Your objective: Lines from the line with "PR #2297, opened 2026-08-17" to the line with "- https://pkg.go.dev/encoding/json/v2@go1.27rc3" in the entries below, and only those, must be output exactly, with both ends included.

Data supplied:
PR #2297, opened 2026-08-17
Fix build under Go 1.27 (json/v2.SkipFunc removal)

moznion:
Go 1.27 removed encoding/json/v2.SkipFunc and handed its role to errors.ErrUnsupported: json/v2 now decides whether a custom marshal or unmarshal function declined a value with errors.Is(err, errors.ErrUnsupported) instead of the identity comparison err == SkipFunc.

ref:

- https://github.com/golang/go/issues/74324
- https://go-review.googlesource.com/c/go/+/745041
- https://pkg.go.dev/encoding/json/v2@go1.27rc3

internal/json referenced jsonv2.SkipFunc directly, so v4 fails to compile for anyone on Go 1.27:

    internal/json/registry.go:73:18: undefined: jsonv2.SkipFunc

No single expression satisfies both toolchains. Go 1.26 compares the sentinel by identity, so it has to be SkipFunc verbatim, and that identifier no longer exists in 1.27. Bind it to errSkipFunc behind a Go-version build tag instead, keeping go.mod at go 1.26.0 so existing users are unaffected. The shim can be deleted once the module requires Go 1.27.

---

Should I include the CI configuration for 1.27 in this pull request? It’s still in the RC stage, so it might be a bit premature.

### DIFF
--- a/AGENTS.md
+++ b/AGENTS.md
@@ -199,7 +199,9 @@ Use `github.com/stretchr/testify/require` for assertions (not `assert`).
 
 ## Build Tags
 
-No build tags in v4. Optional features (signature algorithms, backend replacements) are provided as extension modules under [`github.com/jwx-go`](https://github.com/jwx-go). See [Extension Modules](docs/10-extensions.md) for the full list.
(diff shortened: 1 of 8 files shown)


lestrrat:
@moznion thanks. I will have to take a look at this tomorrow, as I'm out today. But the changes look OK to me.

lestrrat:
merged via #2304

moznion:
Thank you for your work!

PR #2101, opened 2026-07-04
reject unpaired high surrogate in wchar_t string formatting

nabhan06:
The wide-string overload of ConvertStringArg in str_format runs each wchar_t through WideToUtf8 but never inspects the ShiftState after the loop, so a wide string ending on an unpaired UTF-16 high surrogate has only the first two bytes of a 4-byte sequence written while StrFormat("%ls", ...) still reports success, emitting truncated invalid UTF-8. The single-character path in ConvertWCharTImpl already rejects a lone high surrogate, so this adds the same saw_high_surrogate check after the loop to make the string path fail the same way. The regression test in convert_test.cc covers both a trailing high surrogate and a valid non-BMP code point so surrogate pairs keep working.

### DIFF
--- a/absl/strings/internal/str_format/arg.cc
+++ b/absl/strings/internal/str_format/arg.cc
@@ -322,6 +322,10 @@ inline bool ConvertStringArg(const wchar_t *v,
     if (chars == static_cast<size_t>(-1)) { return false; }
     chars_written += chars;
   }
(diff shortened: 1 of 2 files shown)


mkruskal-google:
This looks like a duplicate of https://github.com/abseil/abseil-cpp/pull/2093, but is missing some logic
...
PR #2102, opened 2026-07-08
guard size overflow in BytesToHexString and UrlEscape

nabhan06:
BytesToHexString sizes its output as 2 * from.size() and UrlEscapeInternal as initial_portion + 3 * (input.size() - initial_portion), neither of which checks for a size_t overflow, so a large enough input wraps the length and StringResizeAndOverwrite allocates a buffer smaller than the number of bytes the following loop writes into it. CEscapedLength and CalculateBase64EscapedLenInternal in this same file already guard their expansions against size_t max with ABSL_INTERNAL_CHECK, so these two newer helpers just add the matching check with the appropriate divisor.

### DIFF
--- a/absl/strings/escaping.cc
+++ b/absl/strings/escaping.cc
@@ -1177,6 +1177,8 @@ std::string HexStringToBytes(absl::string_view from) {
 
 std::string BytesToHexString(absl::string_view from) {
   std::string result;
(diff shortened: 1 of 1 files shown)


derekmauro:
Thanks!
* * *
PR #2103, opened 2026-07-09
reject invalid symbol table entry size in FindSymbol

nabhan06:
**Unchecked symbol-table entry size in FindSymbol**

Response to this exercise:
PR #2297, opened 2026-08-17
Fix build under Go 1.27 (json/v2.SkipFunc removal)

moznion:
Go 1.27 removed encoding/json/v2.SkipFunc and handed its role to errors.ErrUnsupported: json/v2 now decides whether a custom marshal or unmarshal function declined a value with errors.Is(err, errors.ErrUnsupported) instead of the identity comparison err == SkipFunc.

ref:

- https://github.com/golang/go/issues/74324
- https://go-review.googlesource.com/c/go/+/745041
- https://pkg.go.dev/encoding/json/v2@go1.27rc3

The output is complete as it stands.